Fibrosis is a progressive kind of scarring in which scar tissue cells divide and spread, strangling the organ they are attempting to heal. Fibrosis can lead to organ failure, and patient treatment options are currently slim aside from transplantation.
As reports explain, that could change thanks to a recent research breakthrough.
The Struggle to Study Fibrosis
In a healthy body, after an injury, cells form scar tissue then get out of the way so that normal tissue can thrive. The out-of-control scarring in fibrosis, which can be seen in diagnoses such as idiopathic pulmonary fibrosis (IPF), represents cells going rogue.
The difficulty of studying fibrosis is replicating how complicated and fast-moving fibrosis can be in the human body in a lab setting. A fibrosis diagnosis reflects what researchers believe are interactions between multiple different types of cells. One critical element that is challenging to reproduce in a lab is the plasticity of cells, or their ability to change from one cell type to another, which is “a hallmark of progressive fibrosis” in the body.
A Fibrosis Breakthrough
Researchers produced a “scar in a dish,” or a lab model that incorporates multiple interacting cell types, that appears to successfully mimic how fibrosis behaves in the body.
The “scar in a dish” includes pluripotent stem cells, which are skin or blood cells “reprogrammed” so that they have the capacity to generate other cell types like stem cells do.
Usually, researchers use differentiation to prompt these cells to develop into a type of their choosing. For this study, they did something different: they allowed the cells to behave as they would in a real human body. As a result, the cells produced not one but multiple different types of cells, which helped the researchers to create a more accurate fibrosis model.
This model is the first to reflect fibrosis-like cell plasticity.
Researchers placed the cell mixture on a gel replica of an organ experiencing scarring. The cells activated the TGF beta (or transforming growth factor beta) molecule, which signals the start of fibrosis.
Most fibrosis models do not self-produce this molecule, which makes it challenging for scientists to figure out whether the models are healing themselves or healing as a result of researcher efforts to find a cure. In this new model, researchers prompted the cells to produce their own TGF beta molecule. The cells continued to “go rogue” and produce scarring, and researchers had the chance to figure out whether their cure attempts were making a true difference to healing capabilities.

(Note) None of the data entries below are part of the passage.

PR #360, opened 2022-07-03
TC: Traverse function calls and constructors

### LINKED ISSUE #328: TC: Traverse function calls and constructors

kontheocharis:
This PR closes #328. It also renames `RuntimeInstantiable` to just `Type` and makes it the default for type parameters. Furthermore, this PR implements `Clone` for all AST nodes, where before this wasn't the case for some reason..

### DIFF
--- a/compiler/hash-typecheck/src/ops/validate.rs
+++ b/compiler/hash-typecheck/src/ops/validate.rs
@@ -323,12 +323,6 @@ impl<'gs, 'ls, 'cd, 's> Validator<'gs, 'ls, 'cd, 's> {
         let reader = self.reader();
         let merge_element_term = reader.get_term(merge_element_term_id);
 
-        println!(
-            "Validating element {} inside merge {}",
-            self.for_fmt(merge_element_term_id),
-            self.for_fmt(merge_term_id)
-        );
-
         // Error helper:
         let invalid_merge_element = || -> TcResult<()> {
             Err(TcError::InvalidMergeElement { term: merge_element_term_id })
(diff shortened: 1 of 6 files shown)


compiler/hash-typecheck/src/ops/validate.rs
```diff
@@ -323,6 +323,12 @@ impl<'gs, 'ls, 'cd, 's> Validator<'gs, 'ls, 'cd, 's> {
         let reader = self.reader();
         let merge_element_term = reader.get_term(merge_element_term_id);
 
+        println!(
```
feds01, line 326: Remove print statement

compiler/hash-typecheck/src/storage/core.rs
```diff
@@ -87,7 +87,7 @@ impl CoreDefs {
 
         // Any type
         let any_ty = builder.create_any_ty_term();
-        builder.add_pub_member_to_scope("Type", builder.create_trt_kind_term(), any_ty);
+        builder.add_pub_member_to_scope("AnyType", builder.create_trt_kind_term(), any_ty);
```
feds01, line 90: Maybe just `Any`

feds01 (changes requested):

compiler/hash-typecheck/src/storage/core.rs
kontheocharis: I dont think thats a good idea, since `Trait` for example is not assignable to `AnyType`, and `Any` sounds like it should be anything,

feds01 (approved):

How Their Work Could Revolutionize Fibrosis Treatment
Once they had a working “scar in a dish” that replicated fibrosis, researchers set to work testing 17,000 molecules that could stop fibrosis from occurring as part of new pharmaceutical options. The research team’s biggest finding:
“One drug candidate stopped the progression of and even reversed fibrosis in animal models.”
The drug candidate that they found broke down scar tissue and showed immense promise for treating fibrosis in the lungs and eyes. While researchers are not entirely sure how the molecule does this, they believe it activates the wound healing capabilities of cells.
How Soon Will We See New Treatments?
Researchers were clear about the fact that their “scar in a dish” studies represent preclinical testing. The therapy was experimental in nature, and neither research teams nor the FDA can vouch for any level of effectiveness for human patients.
Typically, animal testing and other preclinical processes occur at least four years before a drug enters a Phase I human trial. It may take another decade for such a medication to secure FDA approval.